56 threads is much slower at 0.53s
55 (i.0)"_@T.^:24 '' NB. workaround to delete many threads that shouldn't be needed.
2 T. 0
32 0 32
15 T. 0
timespacex '(+/ .*) / ? 2 3000 3000 $ 1e10'
0.318143 6.71092e8 NB. 32 is same as 16 and 24!
for my machine anyway, why wouldn't my startup create 32 threads instead of 16. are there any hidden cost differences?
though, for inversion, 16 threads seems to improve
15 T. 0
timespacex '%. ? 3000 3000 $ 1e10'
0.977166 8.38864e8
55 (i.0)"_@T.^:16 '' NB. 32 to 16 threads
15 T. 0
timespacex '%. ? 3000 3000 $ 1e10'
0.848331 8.38864e8
The above was merely an introduction :(
I wish to develop a generic search function that could by called hybrid (deep vs breath first) or "windowed depth" search where for a window size (4, I think for my processor) searches the most promissing 4 highest scoring moves to search deeper on. I'm using my nesting dictionary library
https://github.com/Pascal-J/kv that permits recursive search to return a new dictionary up the move/ply chain and where the main (and sub) thread can update the dictionary hierarchy below it without any (seemingly) possible lock conflcts, because every thread returns a complete new dictionary that is to be slotted into their parent.
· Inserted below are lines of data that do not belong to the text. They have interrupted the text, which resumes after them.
PR #934, opened 2020-04-02
Updated entities.js

Snoekoog:
Fix for a bug I encountered. Happened to me on a bukkit/spigot server, not sure if Vanilla has the same issue. Not sure if this is the right way to fix this but worked for me so far.


wvffle:
Which version have you been using when the bug happened? Let me know minecraft, mineflayer and node versions.

Snoekoog:
Node: v13.12.0
Minecraft: 1.8.9
Mineflayer: 2.11.0

PR #937, opened 2020-04-05
修复1.11.2钓鱼不收杆问题

hutu13879513663:


rom1504:
Why 1.23 ?

hutu13879513663:
调试发现数值在1.113左右，往大一点的数我比较喜欢1.23，因为 1 2 3 ,哈哈
Debugging found that the value is around 1.113, I prefer 1.23 to the larger number, because 1 2 3  --Translated by Google

PR #2034, opened 2021-07-13
Add openContainer typing

IceTank:


u9g:
openContainer is internal, can you describe what this solves?

IceTank:
Hm jeah I missed openChest if they do the same thing then I guess its irrelevant

Issue #1482, opened 2020-12-05
Promisify follow up


rom1504:
[<img alt="Issuehunt badges" src="https://img.shields.io/badge/IssueHunt-%240%20Funded-%2300A156.svg" />](https://issuehunt.io/r/PrismarineJS/mineflayer/issues/1482)

* [x] promisify the few remaining examples
* [x] promisify the tests
* [ ] promisify most used plugins

---

<details>
<summary>
<b>IssueHunt Summary</b>
</summary>

### Tips

- Checkout the [Issuehunt explorer](https://issuehunt.io/r/PrismarineJS/mineflayer/) to discover more funded issues.
- Need some help from other developers? [Add your repositories](https://issuehunt.io/r/new) on IssueHunt to raise funds.
</details>

TheDudeFromCI:
Plugin-specific related issues:
https://github.com/PrismarineJS/mineflayer-statemachine/issues/81
https://github.com/PrismarineJS/mineflayer-cmd/issues/15
https://github.com/PrismarineJS/mineflayer-tool/issues/14
https://github.com/PrismarineJS/mineflayer-collectblock/issues/41
https://github.com/PrismarineJS/mineflayer-pvp/issues/24
https://github.com/PrismarineJS/MineflayerArmorManager/issues/19
https://github.com/PrismarineJS/mineflayer-pathfinder/issues/89

(I didn't add one for prismarine-viewer since I'm not sure of the current state/direction.)

rom1504:
collectbot and pvp seem to be the main missing ones

I want to have this finished and remove cb, they're annoying

Saiv46:
Now it's only PrismarineJS/mineflayer-collectblock#73 left

rom1504:
This is done

PR #2035, opened 2021-07-13
Add nbt option to withdraw and deposit

IceTank:
Exposes options for withdraw in containers and adds an extra matcher function. 
Allows for withdrawing items with specific nbt tags.

### DIFF
--- a/docs/api.md
+++ b/docs/api.md
@@ -20,8 +20,8 @@
     - [Biome](#biome)
     - [Item](#item)
     - [windows.Window (base class)](#windowswindow-base-class)
-      - [window.deposit(itemType, metadata, count)](#windowdeposititemtype-metadata-count)
-      - [window.withdraw(itemType, metadata, count)](#windowwithdrawitemtype-metadata-count)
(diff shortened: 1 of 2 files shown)


rom1504 (changes requested):
could you instead change deposit and withdraw ?
this pattern of duplicating methods is not good, we should remove it for place with options

IceTank:
I don't quit understand what you mean. Should I rename the function or replace withdraw and deposit with my functions? Just replacing them would make it a breaking change.

rom1504:
I think you should change the existing functions to add the parameters you want without making a breaking change

rom1504:
afraid this would be breaking due to callbacks
let's wait a little that we remove the callbacks

IceTank:
Is there a time frame for removing callbacks?

rom1504:
yes, whenever someone does #1482 ; I think it would be great to do ASAP

rom1504:
Can you now rebase this on master @IceTank ? Should be possible now that we removed callbacks

PR #2039, opened 2021-07-15
Add direction support to activateBlock, openBlock

IceTank:
Why? Because you cannot open containers if they are at y level 255 because you cannot activate blocks from the top at y level 255. So openContainer does not work at y 255.


u9g:
failing tests

IceTank:
> failing tests

Jeah and this would break anything still using callbacks. So I think I will put this on hold until callbacks are gone.

rom1504:
blocked by #1482

rom1504:
Can you rebase this on master @IceTank ?

lib/plugins/inventory.js
```diff
@@ -338,8 +338,8 @@ function inject (bot, { version, hideErrors }) {
     }
   }
 
-  async function openBlock (block) {
-    bot.activateBlock(block)
+  async function openBlock (block, direction, cursorPos) {
```
rom1504, line 341: looks like you forgot the default here

IceTank: Yeah I just noticed that there are also types missing

IceTank:
todo: Change direction from number to Vec3

u9g:
has conflicts

u9g (approved):
LGTM

PR #2049, opened 2021-07-19
remake pviewer in tests pr

u9g:


u9g:
it works... a bit? seems like some of the videos corrupted when downloading? odd...

rom1504:
that's cool but idk if we can afford to have 1GB of artifact for each commit
what do you think ? should we merge ?

rom1504:
cool but let's not do it

rom1504:
or maybe we can add an option somewhere to enable it only if needed ?

u9g:
> or maybe we can add an option somewhere to enable it only if needed ?

maybe lets wait for player models to land

rom1504:
old

Issue #2044, opened 2021-07-18
Use Typescript definitions as documentation


stzups:
## Is your feature request related to a problem? Please describe.
While using this project, I constantly found issues understanding and using the API. 

`api.md` and `index.d.ts` can be inconsistent. For example, some functions like bot.openContainer are documented in [api.md](https://github.com/PrismarineJS/mineflayer/blob/master/docs/api.md#botopencontainercontainerblock-or-containerentity) but missing in [index.d.ts](https://github.com/PrismarineJS/mineflayer/blob/master/index.d.ts). 

I have also found `api.md` hard to read. It can be hard to find input parameter types or return types. For example, I had trouble figuring out that the `jsonMsg` parameter from the [chat](https://github.com/PrismarineJS/mineflayer/blob/master/docs/api.md#chat-username-message-translate-jsonmsg-matches) event was actually a `ChatMessage` object. I then had to figure out what a `ChatMessage` object is, which is not documented in `api.md`. Once I saw the definition in [index.d.ts](https://github.com/PrismarineJS/mineflayer/blob/93f179557ba44097c090d75ee2fcfb62ca0b0476/index.d.ts#L450), I understood how to use the `chat` event.

## Describe the solution you'd like
I'd like to see `index.d.ts` being using for the api. Something like [tsdoc](https://tsdoc.org/), where documentation is combined with the definition. This prevents inconsistencies and is more helpful - parameters and return values all have types, and the layout is standardized. This can also be turned in to actual documentation with [typedoc](https://github.com/TypeStrong/typedoc). This format also allows for documentation in the IDE. Many IDEs will show information about a type or function that is hovered over, or provide autocomplete suggestions when given these definitions. I like the idea of being able to navigate the API in my IDE. Instead of using control+f to find something on `api.md`, I could just control+click to jump to the definition.

The only hurdle I can see is localization, which is discussed [here](https://github.com/TypeStrong/typedoc/issues/823).

u9g:
Open to contributions :P

stzups:
Great! I'll start to draft a PR to see how it looks with documentation in `index.d.ts`

PR #2050, opened 2021-07-19
Typescript documentation

stzups:
This is a very rough draft of moving `api.md` to `index.d.ts`, and generating documentation with TypeDoc. This was discussed in https://github.com/PrismarineJS/mineflayer/issues/2044

Still need to figure out:
- Localization
    - https://github.com/IgniteUI/typedoc-plugin-localization seems like a good candidate
    - Alternatively, since TypeDoc generates HTML, it may be easiest to direct users to use something like Google Translate.
- Deployment
    - The easy solution is to check the documentation generated by TypeDoc in to version control, but this generally isn't appropriate for reasons shared [here](https://stackoverflow.com/a/54672930/11975214)
    - It may be possible to automate TypeDoc generation through some kind of GitHub workflow whenever a new release is put out, then deploy to GitHub pages somehow. Otherwise, this may require a separate website.


rom1504:
do you intend to finish this ?

stzups:
I might pick this up later once I use mineflayer more.

PR #2056, opened 2021-07-20
Wait between clicks option

IceTank:


IceTank:
This pr adds the option to wait between clicks in the mineflayer api. This should help with servers that are lagging or have high ping.

u9g:
imo waiting between clicks should be opt-in, not opt-out

IceTank:
> imo waiting between clicks should be opt-in, not opt-out

Were is it not opt-in? Also I just realized that this will break any legacy code that uses callbacks. So this might have to wait until callbacks are removed.

rom1504:
I do not understand the purpose of this PR
why would you want to make your bot slow ?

Generic, though Chess, as an example pseudocode
Starting state for simplicity is board with all legal moves each having a simple score, but generating all legal moves from current board position if they have not been already
For top "window size" moves, go deeper generating all legal moves and simple scores, for remaining legal moves generate "enhanced score", which in chess would consider positional factors that are more computationally intensive than the simple score formula. Each of these are done in their own thread with latter process updating the root/current level dictionary. Does delegating the update of the root/current dictionary to a thread prevent race conditions with the return values of the other 4 threads? Can/should the "enhanced score" simply be done without thread delegation, since it doesn't depend on the subthread results?
The reason for 4/16 window size is that when search is told to go deeper on the 4 top candidates, if those 4 moves already had been generated/explored, it is a command to go 4 wide deeper along their top 4 move scores, and so 16 thread use is likely. Now, if 32 thread allocation performs the same as 16, then there is significant optionality. use 8 wide window? add top 1 to 4 unexplored moves to threaded depth search (those previously unsearched, do not spawn an extra 4 threads of depth search)?
While the above is the core search function, there are 2 other higher functions. The intermediate one, returns the number of total new plies searched from core threaded function. The top function accumulates these and stops the iterations based on exceeding a ply limit that is passed to it. Overall system can be tuned to system to "think" for 3-5 seconds or whatever time limit based on ply limit, and keeps a search state that can be resumed further, or make the greediest move after the ply limit has been breached.
any thoughts on what "thread window size" I should be using, or other threading considerations?
btw, if placing a thread (0&T.) command in your .ijs files, instead of {{0 T.0}}^:] <: {. 8 T. ''
{{0 T.0}}^:] 0 >. (1 T. '') -~ <: {. 8 T. '' NB. prevent adding more threads than current allocation (threads deleted to 0 sometimes crashes J before this command)
15 NB. slower matrix multiplication benchmarks than 16 threads, but better inversion benchmark.